> [WORK TO COMPLETE]
Copy every line below precisely as it appears.

--*--

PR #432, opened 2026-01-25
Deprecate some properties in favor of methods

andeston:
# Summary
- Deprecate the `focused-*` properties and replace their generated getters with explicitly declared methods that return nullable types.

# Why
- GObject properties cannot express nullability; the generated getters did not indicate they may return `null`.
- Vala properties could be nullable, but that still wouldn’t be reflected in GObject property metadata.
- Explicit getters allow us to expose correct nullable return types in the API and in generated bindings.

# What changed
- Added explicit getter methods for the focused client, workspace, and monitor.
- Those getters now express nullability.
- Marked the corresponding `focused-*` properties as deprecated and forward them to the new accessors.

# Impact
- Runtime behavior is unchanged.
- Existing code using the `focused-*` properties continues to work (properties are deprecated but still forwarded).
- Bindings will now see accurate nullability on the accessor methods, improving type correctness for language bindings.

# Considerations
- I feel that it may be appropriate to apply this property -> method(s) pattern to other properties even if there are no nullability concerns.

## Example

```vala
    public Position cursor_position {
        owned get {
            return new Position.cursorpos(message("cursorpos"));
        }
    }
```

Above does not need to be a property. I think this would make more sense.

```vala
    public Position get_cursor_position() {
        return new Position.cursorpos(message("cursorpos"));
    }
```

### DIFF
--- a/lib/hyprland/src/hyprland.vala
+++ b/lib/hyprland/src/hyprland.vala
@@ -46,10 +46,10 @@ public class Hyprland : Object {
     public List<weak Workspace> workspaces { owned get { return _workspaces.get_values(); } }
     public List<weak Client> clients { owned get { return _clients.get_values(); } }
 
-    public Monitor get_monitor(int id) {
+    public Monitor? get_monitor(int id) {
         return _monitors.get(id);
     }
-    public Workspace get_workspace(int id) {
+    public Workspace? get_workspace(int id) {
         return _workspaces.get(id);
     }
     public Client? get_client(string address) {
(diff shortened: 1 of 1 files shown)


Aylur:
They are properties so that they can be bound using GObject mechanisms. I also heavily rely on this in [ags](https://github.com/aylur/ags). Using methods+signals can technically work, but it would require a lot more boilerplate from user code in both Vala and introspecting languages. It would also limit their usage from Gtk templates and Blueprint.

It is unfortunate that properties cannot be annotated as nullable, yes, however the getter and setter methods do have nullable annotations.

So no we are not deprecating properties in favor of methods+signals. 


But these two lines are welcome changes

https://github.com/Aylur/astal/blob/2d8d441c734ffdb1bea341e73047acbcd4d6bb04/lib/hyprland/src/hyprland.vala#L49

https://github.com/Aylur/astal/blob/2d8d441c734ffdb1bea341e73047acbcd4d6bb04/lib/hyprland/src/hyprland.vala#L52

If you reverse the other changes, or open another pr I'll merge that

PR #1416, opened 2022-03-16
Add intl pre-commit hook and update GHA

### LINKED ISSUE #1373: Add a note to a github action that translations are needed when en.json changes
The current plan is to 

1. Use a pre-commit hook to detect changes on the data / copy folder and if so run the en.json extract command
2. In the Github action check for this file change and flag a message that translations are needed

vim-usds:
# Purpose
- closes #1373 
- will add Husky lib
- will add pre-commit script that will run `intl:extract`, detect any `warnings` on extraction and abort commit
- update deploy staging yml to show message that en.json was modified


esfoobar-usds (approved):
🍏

--*--

> [REPLY TO THE TASK]
PR #432, opened 2026-01-25
Deprecate some properties in favor of methods

andeston:
# Summary
- Deprecate the `focused-*` properties and replace their generated getters with explicitly declared methods that return nullable types.

# Why
- GObject properties cannot express nullability; the generated getters did not indicate they may return `null`.
- Vala properties could be nullable, but that still wouldn’t be reflected in GObject property metadata.
- Explicit getters allow us to expose correct nullable return types in the API and in generated bindings.

# What changed
- Added explicit getter methods for the focused client, workspace, and monitor.
- Those getters now express nullability.
- Marked the corresponding `focused-*` properties as deprecated and forward them to the new accessors.

# Impact
- Runtime behavior is unchanged.
- Existing code using the `focused-*` properties continues to work (properties are deprecated but still forwarded).
- Bindings will now see accurate nullability on the accessor methods, improving type correctness for language bindings.

# Considerations
- I feel that it may be appropriate to apply this property -> method(s) pattern to other properties even if there are no nullability concerns.

## Example

```vala
    public Position cursor_position {
        owned get {
            return new Position.cursorpos(message("cursorpos"));
        }
    }
```

Above does not need to be a property. I think this would make more sense.

```vala
    public Position get_cursor_position() {
        return new Position.cursorpos(message("cursorpos"));
    }
```

### DIFF
--- a/lib/hyprland/src/hyprland.vala
+++ b/lib/hyprland/src/hyprland.vala
@@ -46,10 +46,10 @@ public class Hyprland : Object {
     public List<weak Workspace> workspaces { owned get { return _workspaces.get_values(); } }
     public List<weak Client> clients { owned get { return _clients.get_values(); } }
 
-    public Monitor get_monitor(int id) {
+    public Monitor? get_monitor(int id) {
         return _monitors.get(id);
     }
-    public Workspace get_workspace(int id) {
+    public Workspace? get_workspace(int id) {
         return _workspaces.get(id);
     }
     public Client? get_client(string address) {
(diff shortened: 1 of 1 files shown)


Aylur:
They are properties so that they can be bound using GObject mechanisms. I also heavily rely on this in [ags](https://github.com/aylur/ags). Using methods+signals can technically work, but it would require a lot more boilerplate from user code in both Vala and introspecting languages. It would also limit their usage from Gtk templates and Blueprint.

It is unfortunate that properties cannot be annotated as nullable, yes, however the getter and setter methods do have nullable annotations.

So no we are not deprecating properties in favor of methods+signals. 


But these two lines are welcome changes

https://github.com/Aylur/astal/blob/2d8d441c734ffdb1bea341e73047acbcd4d6bb04/lib/hyprland/src/hyprland.vala#L49

https://github.com/Aylur/astal/blob/2d8d441c734ffdb1bea341e73047acbcd4d6bb04/lib/hyprland/src/hyprland.vala#L52

If you reverse the other changes, or open another pr I'll merge that

PR #1416, opened 2022-03-16
Add intl pre-commit hook and update GHA

### LINKED ISSUE #1373: Add a note to a github action that translations are needed when en.json changes
The current plan is to 

1. Use a pre-commit hook to detect changes on the data / copy folder and if so run the en.json extract command
2. In the Github action check for this file change and flag a message that translations are needed

vim-usds:
# Purpose
- closes #1373 
- will add Husky lib
- will add pre-commit script that will run `intl:extract`, detect any `warnings` on extraction and abort commit
- update deploy staging yml to show message that en.json was modified


esfoobar-usds (approved):
🍏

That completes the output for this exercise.